[WHAT YOU SHOULD DO]
Set down exactly the entries below, beginning at their first line and ending at the line with "- create a new".

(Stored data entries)
---

PR #2101, opened 2019-12-10
Add support of min tls version in config.yaml

dmolokanov:
To provide a user capability to specify min TLS version that `iotedged` exposes for both `workload` and `management` apis:
- create a new parameter under `listen` section in `config.yaml` file (empty by default)
- make sure that both `workload` and `management` apis uses given minimal version for TLS server


edgelet/edgelet-core/src/settings.rs
```diff
@@ -459,6 +464,62 @@ impl Listen {
...
     }
+
+    pub fn min_tls_version(&self) -> Option<&Protocol> {
+        self.min_tls_version.as_ref()
+    }
+}
+
+#[derive(Clone, Debug, PartialEq)]
+pub enum Protocol {
+    Ssl3,
```
varunpuranik: Ssl3 is deprecated. I don't think we need it.

edgelet/edgelet-core/src/settings.rs
```diff
@@ -847,4 +910,19 @@ mod tests {
...
+    #[test_case("ssl3", Protocol::Ssl3; "when ssl3 provided")]
+    #[test_case("sslv3", Protocol::Ssl3; "when sslv3 provided")]
+    #[test_case("tls" , Protocol::Tls10; "when tls provided")]
+    #[test_case("tls1" , Protocol::Tls10; "when tls1 provided")]
+    #[test_case("tls10", Protocol::Tls10; "when tls10 provided")]
+    #[test_case("tlsv10" , Protocol::Tls10; "when tlsv10 provided")]
+    #[test_case("tls11", Protocol::Tls11; "when tls11 provided")]
+    #[test_case("tlsv11" , Protocol::Tls11; "when tlsv11 provided")]
+    #[test_case("tls12", Protocol::Tls12; "when tls12 provided")]
+    #[test_case("tlsv12" , Protocol::Tls12; "when tlsv12 provided")]
```
varunpuranik: Can you also add upper case tests?

edgelet/edgelet-core/src/settings.rs
dmolokanov: IMO we have to support only the latest TLS version :)

varunpuranik: Yes.. backward compat is the only concern.

edgelet/Cargo.lock
```diff
@@ -2107,6 +2134,18 @@ dependencies = [
  "redox_termios 0.1.1 (registry+https://github.com/rust-lang/crates.io-index)",
 ]
 
+[[package]]
+name = "test-case"
```
arsing: Needs to be added to THIRDPARTYNOTICES

edgelet/edgelet-core/src/settings.rs
```diff
@@ -459,6 +464,59 @@ impl Listen {
     pub fn management_uri(&self) -> &Url {
         &self.management_uri
     }
+
+    pub fn min_tls_version(&self) -> Option<&Protocol> {
+        self.min_tls_version.as_ref()
+    }
+}
+
+#[derive(Clone, Debug, PartialEq)]
```
arsing: Also `derive(Copy)`

edgelet/edgelet-core/src/settings.rs
```diff
@@ -459,6 +464,59 @@ impl Listen {
     pub fn management_uri(&self) -> &Url {
         &self.management_uri
     }
+
+    pub fn min_tls_version(&self) -> Option<&Protocol> {
```
arsing: `-> Option<Protocol>`

edgelet/edgelet-core/src/settings.rs
```diff
@@ -459,6 +464,59 @@ impl Listen {
...
+        }
+    }
+}
+
+impl<'de> Deserialize<'de> for Protocol {
+    fn deserialize<D>(deserializer: D) -> Result<Self, D::Error>
+    where
+        D: Deserializer<'de>,
+    {
+        let s = String::deserialize(deserializer)?;
```
arsing: `let s = deserializer.deserialize_str()?;`

edgelet/edgelet-core/src/settings.rs
```diff
@@ -459,6 +464,59 @@ impl Listen {
...
+        FromStr::from_str(&s).map_err(de::Error::custom)
```
arsing: `FromStr::from_str(s)` -> `s.parse()`

edgelet/edgelet-core/src/settings.rs
dmolokanov: Why do we need Copy? Is it some kind of guideline?

arsing: It's good to have types that can be Copy be Copy. Then clippy can enforce you pass them to functions by value instead of by pointer.

edgelet/edgelet-core/src/settings.rs
dmolokanov: deserialize_str expects a visitor. Why it is better than this?
```rust
impl<'de> Deserialize<'de> for String {
    fn deserialize<D>(deserializer: D) -> Result<Self, D::Error>
    where
        D: Deserializer<'de>,
    {
        deserializer.deserialize_string(StringVisitor)
    }

    fn deserialize_in_place<D>(deserializer: D, place: &mut Self) -> Result<(), D::Error>
    where
        D: Deserializer<'de>,
    {
        deserializer.deserialize_string(StringInPlaceVisitor(place))
    }
}
```

edgelet/edgelet-core/src/settings.rs
dmolokanov: Found this one https://stackoverflow.com/questions/44695216/should-simple-enums-derive-copy-is-there-any-difference-in-performance

edgelet/edgelet-core/src/settings.rs
```diff
@@ -847,4 +907,25 @@ mod tests {
...
+    #[test_case("tls11", Protocol::Tls11; "when tls11 provided")]
+    #[test_case("TLS11", Protocol::Tls11; "when uppercase TLS11 Provided")]
+    #[test_case("tlsv11" , Protocol::Tls11; "when tlsv11 Provided")]
+    #[test_case("TLSv11" , Protocol::Tls11; "when uppercase TLSv11 provided")]
+    #[test_case("tls12", Protocol::Tls12; "when tls12 provided")]
+    #[test_case("TLS12", Protocol::Tls12; "when uppercase TLS12 provided")]
+    #[test_case("tlsv12" , Protocol::Tls12; "when tlsv12 provided")]
+    #[test_case("TLSv12" , Protocol::Tls12; "when uppercase TLSv12 provided")]
+    fn it_parses_protocol(value: &str, expected: Protocol) {
+        let actual = Protocol::from_str(value);
```
arsing: `value.parse()` here too.

edgelet/edgelet-core/src/settings.rs
arsing: Oh right, you don't have a visitor here so you can't directly do `deserialize_str`.

The advantage would've been that deserializing to an owned String requires copying and allocation. But it's fine.

THIRDPARTYNOTICES
```diff
@@ -6007,4 +6007,26 @@ OF CONTRACT, TORT OR OTHERWISE, ARISING FROM, OUT OF OR
 IN CONNECTION WITH THE SOFTWARE OR THE USE OR OTHER
 DEALINGS IN THE SOFTWARE.
 
-***
\ No newline at end of file
+***
+
+MIT License
```
arsing: Missing the name of the crate.

dmolokanov: Fixed

edgelet/edgelet-http/src/lib.rs
```diff
@@ -339,7 +338,7 @@ impl HyperExt for Http {
                         )
                     })?;
 
-                let cert = match cert_manager {
+                let cert = match tls_params.as_ref().map(|params| params.cert_manager) {
```
arsing: If you're going to use a combinator, you might as well use one for the whole thing instead of also using `match`.

```
tls_params.as_ref().and_then(|params| params.cert_manager.get_pkcs12_certificate).ok_or(ErrorKind::CertificateCreationEror)?;
```

edgelet/edgelet-http/src/lib.rs
```diff
@@ -424,3 +435,27 @@ impl HyperExt for Http {
         })
     }
 }
+
+#[allow(dead_code)]
```
arsing: Why not `cfg(unix)` it instead of `allow(dead_code)` ?

arsing: Ah, it *is* used as the parameter regardless. In that case I suggest `#[cfg_attr(not(unix), allow(dead_code))]`

edgelet/edgelet-http/src/lib.rs
```diff
@@ -303,7 +302,7 @@ impl HyperExt for Http {
         &self,
```
arsing: Github won't let me add a comment on the actual line, but also change the attribute on line 299 to `cfg_attr(not(unix), allow(unused_variables))`

Also move it to be on the trait method instead of on the impl.

edgelet/edgelet-http/src/lib.rs
dmolokanov: Looks better. Thanks!

edgelet/edgelet-http/src/lib.rs
```diff
@@ -349,7 +348,19 @@ impl HyperExt for Http {
...
+                        .as_ref()
+                        .map(|protocol| match protocol {
+                            Protocol::Tls10 => native_tls::Protocol::Tlsv10,
+                            Protocol::Tls11 => native_tls::Protocol::Tlsv11,
+                            Protocol::Tls12 => native_tls::Protocol::Tlsv12,
+                        })
+                });
+
                 let tls_acceptor = TlsAcceptor::builder(cert_identity)
+                    .min_protocol_version(min_protocol_version)
```
arsing: This is worse than before, I believe. Before this change, the default was TLS 1.0. With this change, the default is the lowest one that openssl supports, which could be SSL 2.0.

arsing: Do you really need the min version to be `Option` ? You could just make it a required property and do `serde(default = "Tlsv10")` when deserializing it. (Not exactly that because it needs a path of a function, not an expr.)

dmolokanov: Why? if the user didn't put anything `min_protocol_version = None`; then flow as it was before.
If the user put something and we parsed it successfully, it will be either of TLS1.0, TLS1.1, TLS1.2.
Sorry, I didn't quite understand your concern.

edgelet/edgelet-core/src/settings.rs
philipktlin: do we need to test failure case?

dmolokanov: Good idea. Thanks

---

[REPLY TO THE EXERCISE]
PR #2101, opened 2019-12-10
Add support of min tls version in config.yaml

dmolokanov:
To provide a user capability to specify min TLS version that `iotedged` exposes for both `workload` and `management` apis:
- create a new parameter under `listen` section in `config.yaml` file (empty by default)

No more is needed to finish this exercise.